◆ **STUDY MATERIAL**:
PR #419, opened 2018-11-22
adding lesson09 newsapi

stefanjp1:


ldconejo:
Hi Stefan,

Your code is currently returning zero matches, this is due to a very small error in _get_articles()_. In order to find it, I'd recommend the following:

- Do not print the response, it will show a lot of text and make it the whole thing unusable.
- Print instead the value of _resp.status_code_. You should be able to figure out what's wrong.

Also, I'd suggest after you get the sources, try to run only with a subset of those, which will save you from running out of the free tier of the API, you can add this line:

```
sources = get_sources()
sources = sources[:10] # This will cut _sources_ to only the first 10.
```

Regards,

Luis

◆ **YOUR ASSIGNMENT**: Retype the complete listing exactly.

◆ **YOUR RESPONSE**:
PR #419, opened 2018-11-22
adding lesson09 newsapi

stefanjp1:


ldconejo:
Hi Stefan,

Your code is currently returning zero matches, this is due to a very small error in _get_articles()_. In order to find it, I'd recommend the following:

- Do not print the response, it will show a lot of text and make it the whole thing unusable.
- Print instead the value of _resp.status_code_. You should be able to figure out what's wrong.

Also, I'd suggest after you get the sources, try to run only with a subset of those, which will save you from running out of the free tier of the API, you can add this line:

```
sources = get_sources()
sources = sources[:10] # This will cut _sources_ to only the first 10.
```

Regards,

Luis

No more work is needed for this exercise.